### AIM OF THE TASK
This task calls for every line of the material to be output verbatim.

----- EXERCISE MATERIAL -----

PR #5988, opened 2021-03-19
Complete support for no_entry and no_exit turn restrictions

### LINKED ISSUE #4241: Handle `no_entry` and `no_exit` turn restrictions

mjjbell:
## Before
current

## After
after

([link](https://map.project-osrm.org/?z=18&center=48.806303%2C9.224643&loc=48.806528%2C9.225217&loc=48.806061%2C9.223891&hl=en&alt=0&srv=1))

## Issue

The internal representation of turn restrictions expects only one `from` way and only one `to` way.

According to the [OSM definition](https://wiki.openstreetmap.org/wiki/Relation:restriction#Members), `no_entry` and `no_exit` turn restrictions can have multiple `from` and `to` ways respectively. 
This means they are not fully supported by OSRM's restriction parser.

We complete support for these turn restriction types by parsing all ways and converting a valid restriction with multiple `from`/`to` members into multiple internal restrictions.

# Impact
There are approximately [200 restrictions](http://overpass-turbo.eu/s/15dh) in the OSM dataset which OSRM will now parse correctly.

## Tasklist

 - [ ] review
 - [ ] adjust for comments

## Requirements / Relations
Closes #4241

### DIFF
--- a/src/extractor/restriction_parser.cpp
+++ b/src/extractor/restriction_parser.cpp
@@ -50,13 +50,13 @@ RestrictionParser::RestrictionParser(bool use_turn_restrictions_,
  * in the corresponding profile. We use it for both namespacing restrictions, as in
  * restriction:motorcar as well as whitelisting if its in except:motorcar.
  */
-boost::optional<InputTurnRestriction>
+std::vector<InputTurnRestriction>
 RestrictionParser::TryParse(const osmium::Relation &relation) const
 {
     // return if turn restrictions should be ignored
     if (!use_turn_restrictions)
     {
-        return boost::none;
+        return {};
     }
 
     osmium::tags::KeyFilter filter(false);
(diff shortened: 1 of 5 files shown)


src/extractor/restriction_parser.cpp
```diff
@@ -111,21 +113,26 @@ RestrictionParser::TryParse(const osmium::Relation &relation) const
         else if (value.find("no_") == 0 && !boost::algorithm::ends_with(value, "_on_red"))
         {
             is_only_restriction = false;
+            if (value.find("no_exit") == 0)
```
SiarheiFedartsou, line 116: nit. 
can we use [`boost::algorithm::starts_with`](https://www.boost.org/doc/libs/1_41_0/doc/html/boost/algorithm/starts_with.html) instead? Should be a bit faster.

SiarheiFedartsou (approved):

-----

### RESULT
PR #5988, opened 2021-03-19
Complete support for no_entry and no_exit turn restrictions

### LINKED ISSUE #4241: Handle `no_entry` and `no_exit` turn restrictions

mjjbell:
## Before
current

## After
after

([link](https://map.project-osrm.org/?z=18&center=48.806303%2C9.224643&loc=48.806528%2C9.225217&loc=48.806061%2C9.223891&hl=en&alt=0&srv=1))

## Issue

The internal representation of turn restrictions expects only one `from` way and only one `to` way.

According to the [OSM definition](https://wiki.openstreetmap.org/wiki/Relation:restriction#Members), `no_entry` and `no_exit` turn restrictions can have multiple `from` and `to` ways respectively. 
This means they are not fully supported by OSRM's restriction parser.

We complete support for these turn restriction types by parsing all ways and converting a valid restriction with multiple `from`/`to` members into multiple internal restrictions.

# Impact
There are approximately [200 restrictions](http://overpass-turbo.eu/s/15dh) in the OSM dataset which OSRM will now parse correctly.

## Tasklist

 - [ ] review
 - [ ] adjust for comments

## Requirements / Relations
Closes #4241

### DIFF
--- a/src/extractor/restriction_parser.cpp
+++ b/src/extractor/restriction_parser.cpp
@@ -50,13 +50,13 @@ RestrictionParser::RestrictionParser(bool use_turn_restrictions_,
  * in the corresponding profile. We use it for both namespacing restrictions, as in
  * restriction:motorcar as well as whitelisting if its in except:motorcar.
  */
-boost::optional<InputTurnRestriction>
+std::vector<InputTurnRestriction>
 RestrictionParser::TryParse(const osmium::Relation &relation) const
 {
     // return if turn restrictions should be ignored
     if (!use_turn_restrictions)
     {
-        return boost::none;
+        return {};
     }
 
     osmium::tags::KeyFilter filter(false);
(diff shortened: 1 of 5 files shown)


src/extractor/restriction_parser.cpp
```diff
@@ -111,21 +113,26 @@ RestrictionParser::TryParse(const osmium::Relation &relation) const
         else if (value.find("no_") == 0 && !boost::algorithm::ends_with(value, "_on_red"))
         {
             is_only_restriction = false;
+            if (value.find("no_exit") == 0)
```
SiarheiFedartsou, line 116: nit. 
can we use [`boost::algorithm::starts_with`](https://www.boost.org/doc/libs/1_41_0/doc/html/boost/algorithm/starts_with.html) instead? Should be a bit faster.

SiarheiFedartsou (approved):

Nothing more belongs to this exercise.